_About this task_. Read through the material below and find each line that has the word "target"; copy it.

--- Input for this task Enclosed Below ---

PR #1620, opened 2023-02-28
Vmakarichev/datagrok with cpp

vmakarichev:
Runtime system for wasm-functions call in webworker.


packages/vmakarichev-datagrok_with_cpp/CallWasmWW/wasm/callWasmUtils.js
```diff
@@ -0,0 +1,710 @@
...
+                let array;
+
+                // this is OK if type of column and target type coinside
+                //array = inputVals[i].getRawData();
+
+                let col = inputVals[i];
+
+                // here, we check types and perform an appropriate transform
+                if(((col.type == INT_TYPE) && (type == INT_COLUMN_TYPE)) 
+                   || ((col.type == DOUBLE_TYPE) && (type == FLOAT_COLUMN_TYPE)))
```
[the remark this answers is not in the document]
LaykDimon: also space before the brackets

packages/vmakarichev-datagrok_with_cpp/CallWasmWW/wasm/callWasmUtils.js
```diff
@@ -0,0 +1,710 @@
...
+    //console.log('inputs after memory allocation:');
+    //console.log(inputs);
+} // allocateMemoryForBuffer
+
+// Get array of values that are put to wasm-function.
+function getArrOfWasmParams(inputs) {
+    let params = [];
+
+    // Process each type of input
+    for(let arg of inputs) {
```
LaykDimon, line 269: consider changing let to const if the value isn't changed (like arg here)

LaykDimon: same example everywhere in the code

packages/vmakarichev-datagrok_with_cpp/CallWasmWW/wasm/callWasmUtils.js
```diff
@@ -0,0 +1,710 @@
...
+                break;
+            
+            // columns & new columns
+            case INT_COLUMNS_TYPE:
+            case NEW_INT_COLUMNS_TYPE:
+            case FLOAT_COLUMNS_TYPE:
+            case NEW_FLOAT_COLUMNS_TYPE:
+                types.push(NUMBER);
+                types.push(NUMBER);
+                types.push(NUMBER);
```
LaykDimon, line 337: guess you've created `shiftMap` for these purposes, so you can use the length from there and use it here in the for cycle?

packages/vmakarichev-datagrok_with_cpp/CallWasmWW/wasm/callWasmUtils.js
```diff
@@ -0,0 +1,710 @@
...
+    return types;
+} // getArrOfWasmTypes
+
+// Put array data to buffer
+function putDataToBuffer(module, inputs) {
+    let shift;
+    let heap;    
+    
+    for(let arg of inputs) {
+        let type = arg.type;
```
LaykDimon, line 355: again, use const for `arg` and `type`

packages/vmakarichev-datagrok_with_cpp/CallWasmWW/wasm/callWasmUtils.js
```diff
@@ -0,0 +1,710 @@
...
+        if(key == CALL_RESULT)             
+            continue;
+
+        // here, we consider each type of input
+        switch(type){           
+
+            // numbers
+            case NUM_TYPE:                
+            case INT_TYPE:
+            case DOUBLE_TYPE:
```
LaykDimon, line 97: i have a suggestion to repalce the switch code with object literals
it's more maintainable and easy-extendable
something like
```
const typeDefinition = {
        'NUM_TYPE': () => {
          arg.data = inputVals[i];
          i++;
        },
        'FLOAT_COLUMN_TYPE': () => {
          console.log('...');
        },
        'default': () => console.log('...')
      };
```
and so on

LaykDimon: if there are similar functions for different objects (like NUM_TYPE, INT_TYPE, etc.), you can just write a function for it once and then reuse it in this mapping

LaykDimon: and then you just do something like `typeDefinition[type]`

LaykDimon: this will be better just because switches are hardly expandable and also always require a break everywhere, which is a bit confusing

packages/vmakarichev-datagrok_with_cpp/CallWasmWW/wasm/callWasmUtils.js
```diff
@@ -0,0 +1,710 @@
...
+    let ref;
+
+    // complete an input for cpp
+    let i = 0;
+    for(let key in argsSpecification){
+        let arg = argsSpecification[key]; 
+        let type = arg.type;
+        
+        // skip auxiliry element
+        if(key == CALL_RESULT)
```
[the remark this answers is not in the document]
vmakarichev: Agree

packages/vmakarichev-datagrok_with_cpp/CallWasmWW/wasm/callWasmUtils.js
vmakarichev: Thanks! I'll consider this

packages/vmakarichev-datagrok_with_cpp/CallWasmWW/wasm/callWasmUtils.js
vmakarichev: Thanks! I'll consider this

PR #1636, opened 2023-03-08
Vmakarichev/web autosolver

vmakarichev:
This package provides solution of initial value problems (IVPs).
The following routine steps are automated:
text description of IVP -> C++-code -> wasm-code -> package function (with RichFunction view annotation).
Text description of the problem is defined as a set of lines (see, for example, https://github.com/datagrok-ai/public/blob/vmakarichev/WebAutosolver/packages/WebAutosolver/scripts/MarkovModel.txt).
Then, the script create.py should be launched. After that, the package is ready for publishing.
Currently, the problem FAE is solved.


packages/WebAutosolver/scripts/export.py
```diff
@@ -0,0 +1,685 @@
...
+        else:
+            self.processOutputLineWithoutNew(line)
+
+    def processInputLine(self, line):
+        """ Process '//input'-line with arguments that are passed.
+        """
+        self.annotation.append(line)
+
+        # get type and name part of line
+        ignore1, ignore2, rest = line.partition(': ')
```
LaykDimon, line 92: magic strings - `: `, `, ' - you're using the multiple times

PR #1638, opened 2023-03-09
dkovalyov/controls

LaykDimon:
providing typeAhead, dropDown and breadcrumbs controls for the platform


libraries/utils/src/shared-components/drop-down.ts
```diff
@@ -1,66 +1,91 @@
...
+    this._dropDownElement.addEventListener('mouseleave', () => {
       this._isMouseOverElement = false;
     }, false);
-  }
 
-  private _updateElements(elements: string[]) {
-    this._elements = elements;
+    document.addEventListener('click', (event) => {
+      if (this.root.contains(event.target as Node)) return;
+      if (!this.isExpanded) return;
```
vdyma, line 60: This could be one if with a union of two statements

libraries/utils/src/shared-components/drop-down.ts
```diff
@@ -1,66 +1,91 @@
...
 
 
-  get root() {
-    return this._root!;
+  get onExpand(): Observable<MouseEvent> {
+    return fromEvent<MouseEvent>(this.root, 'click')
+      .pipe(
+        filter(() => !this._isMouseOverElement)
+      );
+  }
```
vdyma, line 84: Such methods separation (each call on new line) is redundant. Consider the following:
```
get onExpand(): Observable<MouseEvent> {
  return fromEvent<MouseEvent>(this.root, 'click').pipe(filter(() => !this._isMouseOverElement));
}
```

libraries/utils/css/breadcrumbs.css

--- End of Enclosed Input for this task ---

_Exercise response_.
+                // this is OK if type of column and target type coinside
+      if (this.root.contains(event.target as Node)) return;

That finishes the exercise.